PR #4387, opened 2026-07-24
Bug #75747, fix data missing when converting crosstab to freehand table

ngovus-inetsoft:
## Summary
- Converting a crosstab with a nested date-grouped row dimension (e.g. `Month(ndate)` nested under another dimension) to a freehand table produced a table with only the header row — all data rows were missing.
- Root cause: `LayoutTool.createCrosstabCalcExpression` built the generated `toList()`/`none()` script expressions from `TableCellBinding.getValue()`, which for date-grouped dimensions holds the dimension's display full name (e.g. `"None(Month(ndate))"`) instead of the physical column name backing the crosstab data (`"Month(ndate)"`). The generated formula referenced a nonexistent column, the lookup returned `null`, and the row group never expanded.
- Fix: resolve the real column name from the already-computed `CalcGroup` (via `BindingTool.getPureField(group).getAttribute()`) instead of trusting the raw binding value, applied only to group cells (aggregate/summary cells are unaffected, since they aren't part of `groups[]`). `getAttribute()` is used rather than `getName()` since the latter can carry an entity-qualified table prefix that also doesn't match the crosstab's unqualified column names.
- Also added two previously-missing test-only Spring bean registrations (`VSCrosstabModel`, `VSGroupContainerModel` factories) to the shared `IntegrationTestConfiguration` test config, needed to open a real viewsheet fixture during investigation — harmless, reusable addition following the file's existing per-assembly-type curation pattern.

## Test plan
- [x] Verified on a live running server: before the fix, converting the crosstab produced zero data rows (header only); after the fix, the converted freehand table correctly shows all rows grouped by the outer dimension and nested date group, with correct aggregate values.
- [x] `./mvnw -pl core compile` passes.
- [ ] No automated regression test included (tracked separately; flagged in code review).


jshobe-inetsoft (approved):

PR #4392, opened 2026-07-27
Apply embed container size to table/crosstab and keep tracking it across type switches

Zxm-happy:
## Summary

Two related bugs in the wiz embed sizing path, both surfacing as blank space in the embed container around a table/crosstab that renders smaller than the container it's given:

- **`CoreLifecycleService#applyEmbedChartSize` only sized charts.** It pushed the embed container's pixel size onto `ChartVSAssemblyInfo` only. A programmatically-created table/crosstab/calc-table (`TableDataVSAssemblyInfo`) kept its own default size instead of the container's actual size, leaving blank space around the smaller-than-container table. Fixed by also sizing `TableDataVSAssemblyInfo` the same way.

- **Switching a wiz visualization's type (e.g. table → crosstab) still left the newly-displayed assembly undersized**, even with the fix above. `WizAutoBindingService#changeType` doesn't mutate the existing assembly in place — it replaces the viewsheet's primary assembly with a differently-named one on the same runtime. The embed component always resends an `embed=true` `RefreshVSAssemblyEvent` with its *current* assembly name after remounting, but `VSRefreshService#refreshVsAssembly` only ever wrote `EmbedAssemblyInfo#setAssemblyName` the *first* time an `EmbedAssemblyInfo` was created for a runtime — every later type switch kept comparing against the original, now-replaced assembly's name in `applyEmbedChartSize`, so the size silently stopped being applied after the very first switch (in either direction). Fixed by re-pointing the tracked assembly name on every explicit embed refresh, not just the first.

## Test plan

- [x] Added `CoreLifecycleServiceEmbedSizeTest` — covers chart and crosstab sizing via `applyEmbedChartSize`
- [x] Added `VSRefreshServiceEmbedAssemblyTest` — simulates a table → crosstab type switch (same runtime, new assembly name) and asserts the embed target's tracked assembly name follows the switch
- [x] Both tests verified to fail without their corresponding fix and pass with it (temporarily reverted each fix, confirmed the new test fails with the expected assertion message, then restored the fix and confirmed it passes)
- [x] `mvn -pl core -am test` for both new test classes green

### DIFF
--- a/core/src/main/java/inetsoft/web/viewsheet/controller/VSRefreshService.java
+++ b/core/src/main/java/inetsoft/web/viewsheet/controller/VSRefreshService.java
@@ -115,6 +115,15 @@ public class VSRefreshService {
                   embedAssemblyInfo.setAssemblyName(event.getAssemblyName());
                   rvs.setEmbedAssemblyInfo(embedAssemblyInfo);
                }
+               // The embedded assembly can be swapped out for a differently-named one on the
+               // same runtime (e.g. WizAutoBindingService#changeType removes the old primary
+               // assembly and places a new one when the user switches viz type). Re-point the
+               // tracked name on every explicit embed refresh, or applyEmbedChartSize()'s name
+               // check keeps comparing against the original (now-gone) assembly forever and
+               // silently stops sizing the new one.
+               else if(embedAssemblyInfo != null && event.getEmbed()) {
+                  embedAssemblyInfo.setAssemblyName(event.getAssemblyName());
+               }
 
                if(embedAssemblyInfo != null) {
                   embedAssemblyInfo.setAssemblySize(event.getAssemblySize());
--- a/core/src/main/java/inetsoft/web/viewsheet/service/CoreLifecycleService.java
+++ b/core/src/main/java/inetsoft/web/viewsheet/service/CoreLifecycleService.java
@@ -1584,7 +1584,8 @@ public class CoreLifecycleService {
       }
    }
 
-   // This only applies to embedded charts; other assembly types intentionally remain unchanged.
+   // Applies to embedded charts and table-data assemblies (table/crosstab/calc-table); other
+   // assembly types intentionally remain unchanged.
    private void applyEmbedChartSize(RuntimeViewsheet rvs, VSAssembly assembly) {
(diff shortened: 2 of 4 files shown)


Zxm-happy:
Addressed the automated review's feedback:

**1. Repurposing "max mode" for table/crosstab sizing** — confirmed intentional and not new behavior: `ChartVSAssemblyInfo` already used `setMaxSize()` this exact way for embedded charts before this PR, and `BaseTableModel`'s `maxMode = (maxSize != null)` inference is pre-existing shared logic, not something this PR changes. This PR just extends the *same* existing mechanism to `TableDataVSAssemblyInfo`. No code change needed, but agreed it's worth a manual check — will verify no table/crosstab-specific max-mode-only UI (e.g. a restore button) shows up unexpectedly in the wiz embed view.

**2. Stale test comment (100x20 vs actual 400x240 default)** — fixed in 8b2dec5cc. `CrosstabVSAssemblyInfo`'s constructor sets `Dimension(400, 240)`, not the `AssetUtil` 100x20 default the comment claimed. Didn't affect the test's correctness (it only asserts the size *after* the fix runs), just the comment.

**3. Readability nit (hoist the null check)** — fixed in 8b2dec5cc, folded `assemblySize == null` into the preceding name-match `if` instead of checking it after `assembly.getInfo()`. No behavior change.

Re-ran both new tests locally after these changes (`CoreLifecycleServiceEmbedSizeTest`: 3/3 pass, `VSRefreshServiceEmbedAssemblyTest`: 1/1 pass).

**On the "build" check failure**: unrelated to this PR. The failure is `DashboardRegistryOrgLifecycleTest`/`OrgLifecycleRepletRegistryIntegrationTest` (org-rename dashboard/replet registry rewriting — a completely different subsystem than viewsheet embed sizing). It passes cleanly when run in isolation (`4 run, 0 failures`), and the same test family has failed with *different* specific assertions on unrelated, already-merged PRs' CI runs before this one existed (e.g. run 30146016012 on `fix/wiz-dashboard-chart-pixel-size`, two days prior; run 30234320356 on `fix/embed-css-scope-and-table-export-url` before any of these commits landed) — a known-flaky test in the full suite (likely shared/static state across the org-lifecycle test family), not a regression introduced here.

fredaan (approved):

PR #4397, opened 2026-07-27
feat(wiz): honor copy and assemblyName on chart-type-change/autoBinding

Nelson-cao:
## Summary
A chat session shares ONE output viewsheet/runtime across every turn — each new visualization is a new assembly inside it, not a separate viewsheet. The standard create/rebind branch of `createViewsheetInternal` always replaced whichever assembly happened to be primary (demote + delete), with no way for a caller to either (a) keep the displaced assembly instead of deleting it, or (b) target a specific, non-primary assembly by name. This blocked two fixes on the `wiz-services` side (paired PR: inetsoft-technology/stylebi-wiz#1319):
- every brand-new visualization request in a session was deleting the previous turn's chart, making conversation history impossible
- clicking "change type" on a historical (non-latest) chart card silently mutated the LATEST card instead, since there was no way to address a specific assembly by name

## Changes
- `ChangeTypeRequest`/`AutoBindingRequest`/`CreateVisualizationModel` gain a `copy: boolean` field (first commit) and an `assemblyName`/`targetAssemblyName` field (second commit).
⁂
## EXERCISE GOAL
Pull out all lines from the listing that contain the string "review".

## REPLY TO THE TASK
- [ ] No automated regression test included (tracked separately; flagged in code review).
Addressed the automated review's feedback:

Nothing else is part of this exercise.